Stuck on Algebra in Time Dilation Problem.

[erincaldwell]

I'm working on a simple time dilation problem: Astronomers discover a planet orbiting around a star similar to our sun that is 20 LY away. How fast must a rocket ship go if the round trip is to take no longer than 40 years in time for the astronauts aboard?

I have set up the problem:

T= L/v=T[o]/√(1-v^2/c^2)
where v is velocity and c is the speed of light and T[o] is proper time.
So:

= [2*(20LY)*(9.5*10^15 m/LY)]/v = 40 years/√(1-v^2/c^2).

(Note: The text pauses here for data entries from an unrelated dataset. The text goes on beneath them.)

PR #1272, opened 2023-09-19
Notes for adding history size, and when we can change it safely for replay

Groxx:
Unfortunately complicated :|

I think this is all both necessary and sufficient for safety though.
The client-library-version metadata is NOT necessary, as any change that would
read this and change behavior needs GetVersion to be safe, but we should still
consider adding it ASAP for troubleshooting purposes.  It'd be useful to be
able to tell if version N created an event -> if it should have data X or Y.

### DIFF
--- a/internal/internal_task_handlers.go
+++ b/internal/internal_task_handlers.go
@@ -367,7 +367,24 @@ OrderEvents:
 	eh.loadedEvents = eh.loadedEvents[eh.currentIndex:]
 	eh.currentIndex = 0
 
+	// calculate estimated size of all events, for workflow info
+	historySize := estimatedSize(nextEvents) + estimatedSize(markers)
+
 	return nextEvents, markers, nil
+}
+
+func estimatedSize(events []s.HistoryEvent) int {
+	sum := 0
+	for _, e := range events {
+		switch *e.EventType {
+		case s.EventTypeWorkflowExecutionStarted:
+			sum += len(e.WorkflowExecutionStartedEventAttributes.Input)
+		// ...
+		case s.EventTypeWorkflowExecutionSignaled:
+			sum += len(e.WorkflowExecutionSignaledEventAttributes.Input)
+		}
+	}
+	return sum
 }
 
 func isPreloadMarkerEvent(event *s.HistoryEvent) bool {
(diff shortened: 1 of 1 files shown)


internal/internal_task_handlers.go
```diff
@@ -891,6 +910,21 @@ ProcessEvents:
...
+				// because it may depend on the value
+				w.workflowInfo.HistorySize += historySize
+				/*
+					TODO: can't expose this unless the history is currently executing on a "new library version" that is history-size aware,
+						else you can get inconsistent replay behavior when it suddenly jumps from 0 (nonexistent data in the past) to N (calculated now during replay).
+						so this needs a new piece of metadata in decision task complete (possibly activity would be useful too for troubleshooting?) that reports the
+						library "feature version" for backwards compat reasons like this.
+
+					alternatively: could just record a new marker to say "upgraded to version N", but that means a new marker in every workflow.  seems like wasteful storage?
+				*/
```
Groxx, line 925: correction: no, not necessary.
any code that's added that changes behavior based on this new data needs to be `GetVersion`ed anyway, so that should take care of determinism based on this info existing vs not existing.

internal/internal_task_handlers.go
```diff
@@ -367,9 +367,26 @@ OrderEvents:
...
+		switch *e.EventType {
+		case s.EventTypeWorkflowExecutionStarted:
+			sum += len(e.WorkflowExecutionStartedEventAttributes.Input)
+		// ...
+		case s.EventTypeWorkflowExecutionSignaled:
+			sum += len(e.WorkflowExecutionSignaledEventAttributes.Input)
+		}
+	}
+	return sum
+}
```
Groxx, line 388: basic thought here: if we add fields in the future (to either client or server) we could change the calculation if we counted _the whole event_, so don't do that.  count only "big" user-controlled fields, and assume that's close enough (maybe with an offset to get a more accurate estimate).

so stuff like:
- input
- headers
- reset points (maybe) (because they can be large)
- search attributes
- etc

but not e.g. workflow ID fields or anything that's "small" or could be migrated to a different field / different lengths in the future.

server-side the calculation for size limits is simply the whole list of events serialized as thrift.  the server can change this arbitrarily and reject new events without causing determinism failures, but we can't do that safely here because adding any RPC field could change the calculation.

---

alternatively, we could calculate _the size we originally told the client_ and store that in the events, which would allow us to return arbitrary data and claim it's a different size.  that would get us more accuracy + strong stability at the cost of a small bit more storage.

I'm not sure that's worth it though, and it still can't be _truly_ precise because it has to be backwards compatible at all times, and making it intelligent about client versions / changing calculations / etc may be too complex anyway.  Just counting the "big" things seems fair enough.

PR #1273, opened 2023-09-20
Refactor failed heartbeats log

jakobht:
**What changed?**
Refactored the type check to use modern Go 

**What changed?**
In modern go typecasting errors is sometimes not correct as they might be wrapped, the errors.As method is aware of this and checks all wrapped errors 

**How did you test it?**
Tested locally

**Potential risks**
Worst case we log too much/too little

### DIFF
--- a/internal/internal_task_handlers.go
+++ b/internal/internal_task_handlers.go
@@ -1497,7 +1497,7 @@ func (i *cadenceInvoker) heartbeatAndScheduleNextRun(details []byte) error {
 			// Log the error outside the lock.
 			// If the error is a canceled error do not log, as this is expected.
 			var canceledErr *CanceledError
-			if !errors.As(err, &canceledErr) {
+			if canceledErr != nil && !errors.As(err, &canceledErr) {
 				i.logger.Error("Failed to send heartbeat", zap.Error(err), zap.String(tagWorkflowType, i.workflowType), zap.String(tagActivityType, i.activityType))
 			}
 		}()
--- a/internal/internal_task_handlers.go
+++ b/internal/internal_task_handlers.go
@@ -1495,11 +1495,10 @@ func (i *cadenceInvoker) heartbeatAndScheduleNextRun(details []byte) error {
 			i.Unlock()
 
 			// Log the error outside the lock.
-			if err != nil {
-				// If the error is a canceled error do not log, as this is expected.
-				if _, ok := err.(*CanceledError); !ok {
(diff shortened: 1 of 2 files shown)


internal/internal_task_handlers.go
```diff
@@ -1495,11 +1495,10 @@ func (i *cadenceInvoker) heartbeatAndScheduleNextRun(details []byte) error {
...
 
 			// Log the error outside the lock.
-			if err != nil {
-				// If the error is a canceled error do not log, as this is expected.
-				if _, ok := err.(*CanceledError); !ok {
-					i.logger.Error("Failed to send heartbeat", zap.Error(err), zap.String(tagWorkflowType, i.workflowType), zap.String(tagActivityType, i.activityType))
-				}
+			// If the error is a canceled error do not log, as this is expected.
+			var canceledErr *CanceledError
+			if errors.As(err, &canceledErr) {
```
3vilhamster, line 1500: You need to reverse the check.

jakobht: Yep, thanks!

3vilhamster (approved):

internal/internal_task_handlers.go
```diff
@@ -1495,11 +1495,10 @@ func (i *cadenceInvoker) heartbeatAndScheduleNextRun(details []byte) error {
...
 
 			// Log the error outside the lock.
-			if err != nil {
-				// If the error is a canceled error do not log, as this is expected.
-				if _, ok := err.(*CanceledError); !ok {
-					i.logger.Error("Failed to send heartbeat", zap.Error(err), zap.String(tagWorkflowType, i.workflowType), zap.String(tagActivityType, i.activityType))
-				}
+			// If the error is a canceled error do not log, as this is expected.
+			var canceledErr *CanceledError
+			if canceledErr != nil && !errors.As(err, &canceledErr) {
```
3vilhamster, line 1500: canceledErr is always nil and err is checked for nil inside errors.As.

3vilhamster (changes requested):
Please revert recent change :)

internal/internal_task_handlers.go
3vilhamster: also, maybe put this into a method and add a test so you are 100% sure about the behaviour. 
Something like 
i.processHearbeatError(err)
and then add unit test with zaptest.Logger.

3vilhamster (approved):
LGTM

Now I need to solve for v. I don't know how to get v alone. I tried squaring both sides and ended up with an equation like T[o]^2/L^2 + c^2 = v^2 , but that doesn't get me the right answer.
Please help! I'm going crazy!

 

[Slinkey]

This is the basic equation that you have written out.

$$\frac{d}{v} = \frac{t}{\sqrt{1- \frac{v^2}{c^2}}}$$

Solving for v gives:

$$v = \frac{cd}{\sqrt{d^2+c^2t^2}}$$

where
c = speed of light constant
d = distance in metres
t = time (on spaceship) in seconds
v = velocity in m/s

At least by my reckoning!

 

[Slinkey]

If you want me to run through the procedure that I used to get the new equation in v then I'd be happy to run through it for you.